# [INPUT RECORDS]

►

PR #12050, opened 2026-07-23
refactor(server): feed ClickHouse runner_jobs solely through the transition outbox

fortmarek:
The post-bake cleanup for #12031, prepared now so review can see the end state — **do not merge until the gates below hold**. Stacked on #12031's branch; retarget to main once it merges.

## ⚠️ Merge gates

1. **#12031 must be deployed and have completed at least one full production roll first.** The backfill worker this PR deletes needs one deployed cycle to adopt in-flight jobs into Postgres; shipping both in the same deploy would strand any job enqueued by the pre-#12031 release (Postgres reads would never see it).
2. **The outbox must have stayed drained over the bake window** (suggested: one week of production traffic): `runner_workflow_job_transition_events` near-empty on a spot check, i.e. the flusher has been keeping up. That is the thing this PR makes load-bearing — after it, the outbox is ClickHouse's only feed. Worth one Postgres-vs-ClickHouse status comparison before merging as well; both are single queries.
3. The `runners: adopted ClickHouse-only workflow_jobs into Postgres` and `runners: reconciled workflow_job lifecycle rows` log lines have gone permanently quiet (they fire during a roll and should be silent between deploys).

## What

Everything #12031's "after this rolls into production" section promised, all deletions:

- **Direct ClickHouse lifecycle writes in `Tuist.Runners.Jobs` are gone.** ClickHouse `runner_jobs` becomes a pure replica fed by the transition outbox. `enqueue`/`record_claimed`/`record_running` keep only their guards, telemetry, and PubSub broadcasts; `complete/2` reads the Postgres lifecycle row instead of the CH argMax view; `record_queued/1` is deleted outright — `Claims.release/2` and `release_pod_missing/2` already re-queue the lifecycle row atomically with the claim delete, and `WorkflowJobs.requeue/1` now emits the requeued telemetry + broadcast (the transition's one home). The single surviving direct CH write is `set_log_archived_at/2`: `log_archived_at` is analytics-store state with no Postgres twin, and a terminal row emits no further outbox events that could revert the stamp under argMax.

◄
►

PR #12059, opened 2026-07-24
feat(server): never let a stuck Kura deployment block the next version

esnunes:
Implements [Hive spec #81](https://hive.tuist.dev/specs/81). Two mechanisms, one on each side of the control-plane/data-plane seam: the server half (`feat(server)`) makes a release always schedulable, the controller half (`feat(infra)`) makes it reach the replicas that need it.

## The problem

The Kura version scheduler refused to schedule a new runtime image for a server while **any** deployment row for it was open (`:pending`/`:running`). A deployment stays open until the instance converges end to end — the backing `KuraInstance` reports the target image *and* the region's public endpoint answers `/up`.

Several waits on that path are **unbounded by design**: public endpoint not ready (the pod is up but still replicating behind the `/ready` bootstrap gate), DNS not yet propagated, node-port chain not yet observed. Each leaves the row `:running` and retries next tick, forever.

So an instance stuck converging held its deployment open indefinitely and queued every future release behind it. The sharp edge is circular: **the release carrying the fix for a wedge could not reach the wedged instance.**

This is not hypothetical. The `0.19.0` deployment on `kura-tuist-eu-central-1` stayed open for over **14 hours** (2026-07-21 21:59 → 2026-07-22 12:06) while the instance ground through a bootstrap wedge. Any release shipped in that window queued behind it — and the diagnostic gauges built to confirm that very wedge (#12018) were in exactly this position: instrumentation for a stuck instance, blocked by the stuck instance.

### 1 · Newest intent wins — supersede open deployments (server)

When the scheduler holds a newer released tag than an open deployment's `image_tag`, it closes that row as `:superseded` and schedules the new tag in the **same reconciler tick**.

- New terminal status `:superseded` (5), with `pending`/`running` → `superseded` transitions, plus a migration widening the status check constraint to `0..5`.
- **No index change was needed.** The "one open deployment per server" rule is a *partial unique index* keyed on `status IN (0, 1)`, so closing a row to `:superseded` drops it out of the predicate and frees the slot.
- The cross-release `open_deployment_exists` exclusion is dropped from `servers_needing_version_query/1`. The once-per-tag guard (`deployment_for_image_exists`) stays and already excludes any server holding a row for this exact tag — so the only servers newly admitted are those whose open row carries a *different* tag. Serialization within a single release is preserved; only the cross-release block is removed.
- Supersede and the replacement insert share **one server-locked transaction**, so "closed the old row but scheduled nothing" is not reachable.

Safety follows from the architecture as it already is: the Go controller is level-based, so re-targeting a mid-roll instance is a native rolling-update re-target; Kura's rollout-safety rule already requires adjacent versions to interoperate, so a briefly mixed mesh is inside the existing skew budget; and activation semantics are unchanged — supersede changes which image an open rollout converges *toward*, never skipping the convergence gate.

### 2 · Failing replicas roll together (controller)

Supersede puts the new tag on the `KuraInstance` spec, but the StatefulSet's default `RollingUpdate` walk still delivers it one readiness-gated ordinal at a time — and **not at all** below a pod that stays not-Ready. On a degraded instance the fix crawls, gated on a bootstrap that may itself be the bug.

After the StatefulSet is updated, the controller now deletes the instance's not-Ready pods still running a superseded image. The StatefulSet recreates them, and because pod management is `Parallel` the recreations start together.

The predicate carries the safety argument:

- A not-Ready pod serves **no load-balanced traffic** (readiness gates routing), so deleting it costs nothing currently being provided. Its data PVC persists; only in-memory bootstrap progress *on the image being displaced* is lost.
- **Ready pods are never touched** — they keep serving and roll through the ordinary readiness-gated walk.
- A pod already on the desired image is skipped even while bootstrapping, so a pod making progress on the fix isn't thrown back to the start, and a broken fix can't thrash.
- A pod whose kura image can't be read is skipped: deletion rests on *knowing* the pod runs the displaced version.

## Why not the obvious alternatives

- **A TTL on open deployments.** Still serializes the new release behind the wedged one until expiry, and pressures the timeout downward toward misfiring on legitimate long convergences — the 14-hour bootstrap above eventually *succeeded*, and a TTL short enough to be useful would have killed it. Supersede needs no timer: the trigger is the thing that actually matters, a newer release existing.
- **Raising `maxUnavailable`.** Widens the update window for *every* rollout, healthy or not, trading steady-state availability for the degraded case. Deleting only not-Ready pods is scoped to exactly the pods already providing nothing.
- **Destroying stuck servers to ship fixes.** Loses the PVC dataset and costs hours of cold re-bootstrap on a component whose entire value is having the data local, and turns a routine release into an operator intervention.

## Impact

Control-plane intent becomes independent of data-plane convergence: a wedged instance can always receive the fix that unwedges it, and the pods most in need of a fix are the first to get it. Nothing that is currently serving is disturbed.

◄
►

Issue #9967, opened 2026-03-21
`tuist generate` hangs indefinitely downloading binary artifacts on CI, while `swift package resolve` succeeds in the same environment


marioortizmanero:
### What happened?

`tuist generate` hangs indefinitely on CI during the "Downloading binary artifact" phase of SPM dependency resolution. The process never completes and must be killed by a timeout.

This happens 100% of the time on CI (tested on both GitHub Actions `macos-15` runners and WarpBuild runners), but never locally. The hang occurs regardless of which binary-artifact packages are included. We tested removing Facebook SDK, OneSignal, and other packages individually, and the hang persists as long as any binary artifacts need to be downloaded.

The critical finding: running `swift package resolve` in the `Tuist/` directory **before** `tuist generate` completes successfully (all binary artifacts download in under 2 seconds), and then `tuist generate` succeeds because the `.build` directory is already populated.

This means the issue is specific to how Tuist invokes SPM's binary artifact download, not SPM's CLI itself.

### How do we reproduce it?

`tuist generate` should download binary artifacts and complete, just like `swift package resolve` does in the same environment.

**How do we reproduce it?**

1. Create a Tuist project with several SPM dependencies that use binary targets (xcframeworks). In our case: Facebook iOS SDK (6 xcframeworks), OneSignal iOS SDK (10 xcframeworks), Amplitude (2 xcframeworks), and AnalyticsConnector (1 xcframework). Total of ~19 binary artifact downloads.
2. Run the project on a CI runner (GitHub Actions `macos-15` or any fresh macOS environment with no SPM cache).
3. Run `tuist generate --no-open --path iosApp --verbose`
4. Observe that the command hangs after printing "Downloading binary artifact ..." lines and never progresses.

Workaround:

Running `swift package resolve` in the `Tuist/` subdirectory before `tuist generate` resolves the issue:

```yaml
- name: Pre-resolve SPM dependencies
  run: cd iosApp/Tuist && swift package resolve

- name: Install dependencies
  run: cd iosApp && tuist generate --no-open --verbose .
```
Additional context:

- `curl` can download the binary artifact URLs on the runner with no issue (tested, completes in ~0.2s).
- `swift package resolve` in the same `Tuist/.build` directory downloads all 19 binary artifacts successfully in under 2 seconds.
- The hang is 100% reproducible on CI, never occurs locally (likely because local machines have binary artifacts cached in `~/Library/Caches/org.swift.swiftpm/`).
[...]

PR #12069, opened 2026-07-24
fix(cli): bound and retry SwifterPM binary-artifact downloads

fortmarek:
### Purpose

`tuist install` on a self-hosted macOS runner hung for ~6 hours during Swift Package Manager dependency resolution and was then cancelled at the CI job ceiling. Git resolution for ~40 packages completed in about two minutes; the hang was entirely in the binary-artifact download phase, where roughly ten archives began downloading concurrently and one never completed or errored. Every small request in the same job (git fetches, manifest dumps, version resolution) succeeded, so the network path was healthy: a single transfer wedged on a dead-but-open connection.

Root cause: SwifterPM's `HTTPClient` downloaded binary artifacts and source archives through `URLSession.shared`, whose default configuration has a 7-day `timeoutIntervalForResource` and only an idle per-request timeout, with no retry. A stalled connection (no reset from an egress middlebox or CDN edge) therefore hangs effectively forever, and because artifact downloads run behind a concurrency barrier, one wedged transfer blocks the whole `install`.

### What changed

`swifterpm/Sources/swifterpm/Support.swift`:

◄

# [YOUR INSTRUCTIONS]
Everything above from the line containing "refactor(server): feed ClickHouse" down to the line containing "## ⚠️ Merge gates" is to be transcribed exactly, with both of those lines included and nothing else added.

# [WRITTEN RESPONSE]
refactor(server): feed ClickHouse runner_jobs solely through the transition outbox

fortmarek:
The post-bake cleanup for #12031, prepared now so review can see the end state — **do not merge until the gates below hold**. Stacked on #12031's branch; retarget to main once it merges.

## ⚠️ Merge gates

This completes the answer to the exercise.